** Your assignment **
Your answer must consist solely of the line containing "scrubbbbs, line 95: The" and each line after it through the end of the data, copied exactly.

Dataset entries:
□ □ □ □ □
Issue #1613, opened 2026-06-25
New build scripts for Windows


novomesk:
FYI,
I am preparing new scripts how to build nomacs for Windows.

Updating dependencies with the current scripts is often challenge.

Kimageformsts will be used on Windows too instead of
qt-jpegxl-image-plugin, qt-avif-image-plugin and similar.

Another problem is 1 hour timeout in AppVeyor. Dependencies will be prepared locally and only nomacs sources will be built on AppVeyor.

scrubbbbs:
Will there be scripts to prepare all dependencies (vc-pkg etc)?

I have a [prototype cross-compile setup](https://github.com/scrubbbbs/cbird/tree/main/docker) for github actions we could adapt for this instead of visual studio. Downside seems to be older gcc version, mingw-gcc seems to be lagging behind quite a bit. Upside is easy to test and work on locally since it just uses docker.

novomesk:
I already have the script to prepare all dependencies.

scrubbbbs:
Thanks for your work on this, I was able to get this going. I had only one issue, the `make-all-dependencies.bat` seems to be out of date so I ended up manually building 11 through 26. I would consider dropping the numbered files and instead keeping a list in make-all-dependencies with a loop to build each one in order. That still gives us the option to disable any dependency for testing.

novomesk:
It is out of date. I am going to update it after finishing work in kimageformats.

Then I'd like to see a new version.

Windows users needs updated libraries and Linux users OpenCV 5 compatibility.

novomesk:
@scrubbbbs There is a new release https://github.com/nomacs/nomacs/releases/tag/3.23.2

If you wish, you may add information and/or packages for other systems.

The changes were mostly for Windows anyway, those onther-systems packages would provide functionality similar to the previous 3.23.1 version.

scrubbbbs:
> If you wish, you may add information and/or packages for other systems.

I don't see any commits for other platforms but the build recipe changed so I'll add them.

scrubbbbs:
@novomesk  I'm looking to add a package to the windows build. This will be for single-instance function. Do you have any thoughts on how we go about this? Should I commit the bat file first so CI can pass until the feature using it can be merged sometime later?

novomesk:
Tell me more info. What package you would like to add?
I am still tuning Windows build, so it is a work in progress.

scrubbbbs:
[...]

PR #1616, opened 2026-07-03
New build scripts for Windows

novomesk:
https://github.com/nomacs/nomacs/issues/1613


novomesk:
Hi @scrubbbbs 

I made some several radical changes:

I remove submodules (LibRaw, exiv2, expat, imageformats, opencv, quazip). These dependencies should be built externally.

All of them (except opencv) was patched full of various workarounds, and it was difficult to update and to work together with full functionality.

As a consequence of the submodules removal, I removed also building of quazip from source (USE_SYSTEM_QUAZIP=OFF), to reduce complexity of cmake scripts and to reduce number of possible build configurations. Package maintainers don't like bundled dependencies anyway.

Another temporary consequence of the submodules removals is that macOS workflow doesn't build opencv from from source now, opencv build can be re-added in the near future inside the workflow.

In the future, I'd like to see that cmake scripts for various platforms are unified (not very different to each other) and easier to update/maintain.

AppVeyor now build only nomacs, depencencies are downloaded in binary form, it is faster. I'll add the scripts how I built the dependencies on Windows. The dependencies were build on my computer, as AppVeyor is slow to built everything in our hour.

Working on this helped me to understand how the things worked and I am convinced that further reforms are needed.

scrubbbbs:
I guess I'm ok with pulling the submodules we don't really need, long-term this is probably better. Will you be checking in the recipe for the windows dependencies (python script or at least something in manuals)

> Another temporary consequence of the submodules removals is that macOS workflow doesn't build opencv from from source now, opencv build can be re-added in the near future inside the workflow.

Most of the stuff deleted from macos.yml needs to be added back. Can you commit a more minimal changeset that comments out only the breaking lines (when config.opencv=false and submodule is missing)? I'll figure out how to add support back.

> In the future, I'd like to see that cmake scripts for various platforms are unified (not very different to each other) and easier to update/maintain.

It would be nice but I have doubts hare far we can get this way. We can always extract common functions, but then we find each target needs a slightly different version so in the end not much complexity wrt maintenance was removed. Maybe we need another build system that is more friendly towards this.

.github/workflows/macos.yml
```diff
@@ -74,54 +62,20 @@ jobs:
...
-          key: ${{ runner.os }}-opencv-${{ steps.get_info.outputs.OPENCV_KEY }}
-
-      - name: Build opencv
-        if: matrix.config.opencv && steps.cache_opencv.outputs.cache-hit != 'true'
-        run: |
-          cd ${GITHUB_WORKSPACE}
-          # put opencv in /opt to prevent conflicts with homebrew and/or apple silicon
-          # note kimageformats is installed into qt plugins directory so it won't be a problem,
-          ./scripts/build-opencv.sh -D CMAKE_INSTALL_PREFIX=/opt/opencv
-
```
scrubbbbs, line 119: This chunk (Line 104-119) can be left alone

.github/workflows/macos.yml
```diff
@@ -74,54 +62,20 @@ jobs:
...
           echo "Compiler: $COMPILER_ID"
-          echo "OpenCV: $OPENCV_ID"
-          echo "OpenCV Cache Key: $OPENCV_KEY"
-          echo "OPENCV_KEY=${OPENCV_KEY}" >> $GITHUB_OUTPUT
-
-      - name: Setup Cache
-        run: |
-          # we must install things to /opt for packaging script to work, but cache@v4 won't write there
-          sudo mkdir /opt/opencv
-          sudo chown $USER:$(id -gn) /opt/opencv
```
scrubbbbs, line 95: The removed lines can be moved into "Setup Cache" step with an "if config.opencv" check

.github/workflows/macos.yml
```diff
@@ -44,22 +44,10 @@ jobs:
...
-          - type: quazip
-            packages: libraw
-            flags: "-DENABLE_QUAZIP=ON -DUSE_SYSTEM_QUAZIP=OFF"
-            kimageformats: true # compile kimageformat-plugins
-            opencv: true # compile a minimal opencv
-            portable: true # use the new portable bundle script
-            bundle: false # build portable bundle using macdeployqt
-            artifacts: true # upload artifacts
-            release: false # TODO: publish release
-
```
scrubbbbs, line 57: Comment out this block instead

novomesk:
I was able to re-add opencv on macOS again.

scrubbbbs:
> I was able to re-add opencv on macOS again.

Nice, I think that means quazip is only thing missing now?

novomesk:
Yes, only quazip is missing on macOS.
□ □ □ □ □
** Answer for this exercise **
scrubbbbs, line 95: The removed lines can be moved into "Setup Cache" step with an "if config.opencv" check

.github/workflows/macos.yml
```diff
@@ -44,22 +44,10 @@ jobs:
...
-          - type: quazip
-            packages: libraw
-            flags: "-DENABLE_QUAZIP=ON -DUSE_SYSTEM_QUAZIP=OFF"
-            kimageformats: true # compile kimageformat-plugins
-            opencv: true # compile a minimal opencv
-            portable: true # use the new portable bundle script
-            bundle: false # build portable bundle using macdeployqt
-            artifacts: true # upload artifacts
-            release: false # TODO: publish release
-
```
scrubbbbs, line 57: Comment out this block instead

novomesk:
I was able to re-add opencv on macOS again.

scrubbbbs:
> I was able to re-add opencv on macOS again.

Nice, I think that means quazip is only thing missing now?

novomesk:
Yes, only quazip is missing on macOS.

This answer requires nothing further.